In deze zaak heeft de Centrale Raad van Beroep op 28 december 2016 uitspraak gedaan in hoger beroep tegen een eerdere uitspraak van de rechtbank Amsterdam. Appellant, vertegenwoordigd door mr. R.G.P. van Marle, had hoger beroep ingesteld tegen de afwijzing van het Uitvoeringsinstituut werknemersverzekeringen (Uwv) om overwerk te vergoeden. Het Uwv had in een besluit van 21 mei 2014 appellant in aanmerking gebracht voor een uitkering op grond van de Werkloosheidswet (WW), maar had zijn vordering tot vergoeding van overwerk afgewezen. In een later besluit van 6 november 2014 handhaafde het Uwv deze afwijzing, wat leidde tot de rechtszaak.
De rechtbank verklaarde het beroep van appellant tegen het bestreden besluit ongegrond. In hoger beroep handhaafde appellant zijn standpunt dat hij zijn werkgever herhaaldelijk om nabetaling van zijn overuren had verzocht en dat hij adequaat had gehandeld. Naar aanleiding van een eerdere uitspraak van de Raad heeft het Uwv op 29 september 2016 zijn standpunt gewijzigd en de vergoeding van het overwerk alsnog overgenomen, waarbij een bedrag van € 2.572,17 aan appellant werd vergoed.

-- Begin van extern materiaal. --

PR #840, opened 2015-09-28
Adding a positive bias to the LSTM forget gate

ablavatski:
According to the "Rafal Jozefowicz, Wojciech Zaremba, Ilya Sutskever, An Empirical Exploration of Recurrent Network Architectures, JMLR 2015" the LSTM with large forget bias outperformed all available recurrent units in almost all tasks: "But most importantly, we determined that adding a positive bias to the forget gate greatly improves the performance of the LSTM. Given that this technique the simplest to implement, we recommend it for every LSTM implementation". The pull request contains implementation of the technique.

### DIFF
--- a/blocks/bricks/recurrent.py
+++ b/blocks/bricks/recurrent.py
@@ -354,9 +354,9 @@ class LSTM(BaseRecurrent, Initializable):
         networks*, arXiv preprint arXiv:1308.0850 (2013).
     .. [HS97] Sepp Hochreiter, and Jürgen Schmidhuber, *Long Short-Term
         Memory*, Neural Computation 9(8) (1997), pp. 1735-1780.
-    .. [Jozefowicz15] Jozefowicz R., Zaremba W. and Sutskever I., *An Empirical
-        Exploration of Recurrent Network Architectures*, Journal of Machine
-        Learning Research 37 (2015).
+    .. [Jozefowicz15] Jozefowicz R., Zaremba W. and Sutskever I., *An
+        Empirical Exploration of Recurrent Network Architectures*, Journal
+        of Machine Learning Research 37 (2015).
 
     Parameters
     ----------
@@ -395,7 +395,7 @@ class LSTM(BaseRecurrent, Initializable):
         self.W_cell_to_in = shared_floatx_nans((self.dim,),
                                                name='W_cell_to_in')
         self.W_cell_to_forget = shared_floatx_nans((self.dim,),
-                                                   name='W_cell_to_forget')
+                                                name='W_cell_to_forget')
         self.W_cell_to_out = shared_floatx_nans((self.dim,),
                                                 name='W_cell_to_out')
         # The underscore is required to prevent collision with
@@ -417,7 +417,7 @@ class LSTM(BaseRecurrent, Initializable):
 
         if self.use_bias:
             self.b_cell_to_forget = shared_floatx_nans((self.dim,),
-                                                       name='b_cell_to_forget')
+                                                name='b_cell_to_forget')
             add_role(self.b_cell_to_forget, BIAS)
             self.parameters.append(self.b_cell_to_forget)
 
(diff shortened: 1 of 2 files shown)


blocks/bricks/recurrent.py
```diff
@@ -354,6 +354,9 @@ class LSTM(BaseRecurrent, Initializable):
         networks*, arXiv preprint arXiv:1308.0850 (2013).
     .. [HS97] Sepp Hochreiter, and Jürgen Schmidhuber, *Long Short-Term
         Memory*, Neural Computation 9(8) (1997), pp. 1735-1780.
+    .. [Jozefowicz15] Jozefowicz R., Zaremba W. and Sutskever I., *An
+        Empirical Exploration of Recurrent Network Architectures*, Journal
+        of Machine Learning Research 37 (2015).
```
dmitriy-serdyuk: Sphynx doesn't like citations which were not referenced from somewhere. And actually, I see no reason of mentioning this paper, we cannot mention everyone who worked with LSTMs.

Can you whether add some documentation concerning this paper or delete the reference?

blocks/bricks/recurrent.py
```diff
@@ -459,7 +472,8 @@ def slice_last(x, no):
         in_gate = tensor.nnet.sigmoid(slice_last(activation, 0) +
                                       cells * self.W_cell_to_in)
         forget_gate = tensor.nnet.sigmoid(slice_last(activation, 1) +
-                                          cells * self.W_cell_to_forget)
+                                          cells * self.W_cell_to_forget +
+                                          self.b_cell_to_forget)
```
dmitriy-serdyuk: This is going to fail if `not self.use_bias`.

dmitriy-serdyuk:
Thank you! Have you tested this implementation? Does it outperform the standard one?

ablavatski:
Thank you Dmitriy for comprehensive review of my code. I fixed all your issues you mentioned. I haven't tested this implementation of LSTM yet, but, I think, I will use it. As soon as I have some results, I will let you know.

rizar:
If this is really helpful, we should make it mandatory, I think. Just as currently all the initial states of recurrent networks are trainable, which is not a completely standard technique, but at least never hurts.

ablavatski:
So, what is the next steps for me for this pull request?To my mind, if we set "has_bias" to False, the LSTM will work as previously (without bias to forget) and you can merge this pull request. And as soon we have strong (practical) evidence that with bias it works better, we can set "has_bias" to True and new functionality will be in the framework. What do you think?

rizar:
My opinion is that we can just add these trainable biases without `use_bias` option. However, I have a bad feeling about using `biases_init` initialization scheme for that, because what we want is to set biases for forget gates, not reset gates, e.g. 

But it would really help if you try how it works in practice.

rizar:
Any results?

ablavatski:
Sorry, Dzmitry, but due to the busy conditions I didn't have enough time to fully test the proposed approach. On the task I tried, it didn't show large outperformance in comparison with traditional  LSTM. However, it doesn't mean that LSTM with bias doesn't outperform the traditional one. Most probable, my experiment wasn't good enough and reliable. To really prove something, some we need some experiments with real metrics. Also, if you really want to merge this changes your valuable comment about <code>biases_init</code> should be implemented before. As soon as I will have some free time I will try to check to versions atleast on some examples and we will see. I really apologize.

ablavatski:
Sorry, closed by mistake...reopen

rizar:
No rush, if you are still planning to test this change, I will not close
the PR.

cooijmanstim:
This is a bit of a random comment, but the biases introduced here will be redundant; LSTM takes its biases from the inputs. However, the improvement reported in the paper is due to *initial* bias. We don't need a new trainable parameter to implement that. All we need is an extra term in the expression for the forget gate:

```python
forget_gate = tensor.nnet.sigmoid(slice_last(activation, 1) +
                                  cells * self.W_cell_to_forget +
                                  self.initial_forget_gate_bias)
```

where `self.initial_forget_gate_bias` is a constant that can be specified by the user in the constructor (or lazily assigned).

rizar:
Thanks for this insight Tim! Do you have an experience with this trick,
does it actually help?

cooijmanstim:
I use it and it seems to work, but I don't have a simple experiment to back it up and I may be confounding it with the effect of identity initialization for the h-to-h matrix. It's worth noting that the originator of forget gates used positive initialization for the bias ("Learning to Forget: Continual Prediction with LSTM", ftp://ftp.idsia.ch/pub/felix/GersFA-NIPS.ps).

De Raad oordeelde dat het besluit van 29 september 2016 geheel tegemoetkwam aan het beroep van appellant, maar dat dit besluit niet in de beoordeling betrokken kon worden. De Raad vernietigde de aangevallen uitspraak, verklaarde het beroep van appellant gegrond en vernietigde het besluit van 6 november 2014. Tevens werd het Uwv veroordeeld in de proceskosten van appellant, die op € 1.488,- werden begroot, en het Uwv werd opgedragen het griffierecht van € 168,- te vergoeden.